━━━ Information supplied

PR #1197, opened 2023-01-02
Fix authCallback token string

### LINKED ISSUE #1196: AuthCallback returned a string which can't be converted to TokenRequest
- When token string/JWT string is passed in the authCallback it throws the above error.
- There is a bad check inside, that accepts and tries to cast a string token to TokenRequest without proper conversion.
- Link to internal conversation - https://ably-real-time.slack.com/archives/C0174D4AP4P/p1671637382980649

sacOO7:
- Fixes #1196

### DIFF
--- a/src/IO.Ably.Shared/AblyAuth.cs
+++ b/src/IO.Ably.Shared/AblyAuth.cs
@@ -559,7 +559,7 @@ namespace IO.Ably
         /// <param name="tokenParams"><see cref="TokenParams"/>. If null a token request is generated from options passed when the client was created.</param>
         /// <param name="authOptions"><see cref="AuthOptions"/>. If null the default AuthOptions are used.</param>
         /// <returns>signed token request.</returns>
-        public async Task<TokenRequest> CreateTokenRequestAsync(TokenParams tokenParams, AuthOptions authOptions)
+        public async Task<TokenRequest> CreateTokenRequestObjectAsync(TokenParams tokenParams, AuthOptions authOptions)
         {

━━━━━━

**Problem description:** Reproduce, exactly and with both ends included, every line from the one that contains "AuthOptions are used.</param>" to the end of the listing above.

**Your response:**
         /// <param name="authOptions"><see cref="AuthOptions"/>. If null the default AuthOptions are used.</param>
         /// <returns>signed token request.</returns>
-        public async Task<TokenRequest> CreateTokenRequestAsync(TokenParams tokenParams, AuthOptions authOptions)
+        public async Task<TokenRequest> CreateTokenRequestObjectAsync(TokenParams tokenParams, AuthOptions authOptions)
         {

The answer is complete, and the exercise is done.